Exercise: What lines of the material below include the string "property"? Copy all of them.

Records supplied:
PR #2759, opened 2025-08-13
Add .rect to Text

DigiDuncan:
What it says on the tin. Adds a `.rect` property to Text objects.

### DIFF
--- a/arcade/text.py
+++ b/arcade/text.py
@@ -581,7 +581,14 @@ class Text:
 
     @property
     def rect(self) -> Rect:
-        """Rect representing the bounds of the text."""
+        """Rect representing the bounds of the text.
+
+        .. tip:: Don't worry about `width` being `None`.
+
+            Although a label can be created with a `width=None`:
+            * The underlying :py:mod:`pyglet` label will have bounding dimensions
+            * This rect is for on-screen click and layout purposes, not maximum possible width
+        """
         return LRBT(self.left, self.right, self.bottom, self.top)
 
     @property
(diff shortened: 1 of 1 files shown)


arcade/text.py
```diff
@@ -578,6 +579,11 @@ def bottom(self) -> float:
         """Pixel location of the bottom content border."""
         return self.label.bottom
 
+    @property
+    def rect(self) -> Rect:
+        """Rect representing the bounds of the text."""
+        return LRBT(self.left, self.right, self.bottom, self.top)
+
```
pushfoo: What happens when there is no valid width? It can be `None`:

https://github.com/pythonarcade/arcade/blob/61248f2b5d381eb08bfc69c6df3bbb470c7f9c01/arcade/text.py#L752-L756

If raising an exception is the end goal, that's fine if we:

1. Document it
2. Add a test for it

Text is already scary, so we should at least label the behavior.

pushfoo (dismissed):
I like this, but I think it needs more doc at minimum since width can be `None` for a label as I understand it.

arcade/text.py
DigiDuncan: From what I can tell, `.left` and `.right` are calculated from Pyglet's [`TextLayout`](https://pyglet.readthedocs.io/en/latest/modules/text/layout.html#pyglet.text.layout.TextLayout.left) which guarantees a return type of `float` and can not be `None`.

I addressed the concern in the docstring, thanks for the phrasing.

Answer box:
What it says on the tin. Adds a `.rect` property to Text objects.
     @property
     @property
+    @property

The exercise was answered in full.